Y tiene sentido, ya que no por llevar el cabello largo o pintado a la escuela van a rendir menos. Además, dicha institución argumenta que “deben ser respetados los derechos a la educación y al libre desarrollo de la personalidad de niñas, niños y adolescentes en las instituciones escolares”.
Estas declaraciones de la institución han desatado opiniones en redes también, donde personas adultas debaten que las infancias “sí tienen derechos, pero también deben cumplir con obligaciones”. Otros comentan que está bien que ellos lleven el cabello al estilo que ellos quieran, siempre y cuando no dejen de usar uniforme escolar, por ejemplo.

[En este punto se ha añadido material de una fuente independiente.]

Issue #771, opened 2019-07-16
Overwriting GeoJSON logs an ERROR but succeeds


kannes:
## Expected behavior and actual behavior.

Overwriting a GeoJSON file results in a `logging` error message about the file not existing.

## Steps to reproduce the problem.

Same example code as in https://github.com/Toblerity/Fiona/issues/438#issuecomment-343154689 but with logging enabled.

```
import logging

logging.basicConfig(
    level=logging.INFO,
)

import fiona
from fiona.crs import from_epsg
from shapely.geometry import Point, mapping

schema = {
    "geometry": "Point",
    "properties": {"id": "int"}
}

feature = {
    "geometry": mapping(Point(0,0)),
    "properties": {"id": "0"}
}

for i in range(2):
    with fiona.open("/tmp/test.geojson", "w", 
                    driver="GeoJSON",
                    schema=schema, 
                    crs=from_epsg(4326)) as sink:
        sink.write(feature)
        print(f"Write #{i+1} succeeded")
```

results in

```
Write #1 succeeded
ERROR:fiona._env:/tmp/test.geojson: No such file or directory
WARNING:fiona._env:driver GeoJSON does not support creation option ENCODING
Write #2 succeeded
```

The error message is false. The file exists after the first successful write. At least from my user perspective.

## Operating system

Archlinux

## Fiona and GDAL version and provenance

gdal 3.0.0-2 from Archlinux repositories.
Fiona 1.8.6 via pip.

sgillies:
Thanks for the report, @kannes. When the `with` block ends, the file is definitely flushed to disk and will exist. I'll look into correcting the error message.

Issue #568, opened 2018-04-05
Problems with format guessing when writing Shapefile/GeoJSON


kannes:
I am sorry in advance, because this is dumb, but it is a bug.

If I have a shapefile of name `foo.shp` (plus auxiliary files) and try to create a GeoJSON file named `foo.shp` (because I forgot to update the filename), I will get a Shapefile named `OgrGeoJSON.shp` (plus aux. files) instead. Here is a test script:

Las generaciones anteriores están en desacuerdo muy seguramente porque a ellos se les ‘educó’ de maneras más estrictas. Por ejemplo, en la escuela era muy común que los niños sufrieran maltratos físicos (como que se les golpeara con el borrador en los dedos), cosa que ahora es impensable.
En artículos anteriores hablamos sobre lo incorrectos que están los adultos que piensan educar (o que ya educan) actualmente a sus hijos a base de ‘correctivos’ (golpes o regaños con groserías), ya que a la larga traen resultados opuestos a los esperados.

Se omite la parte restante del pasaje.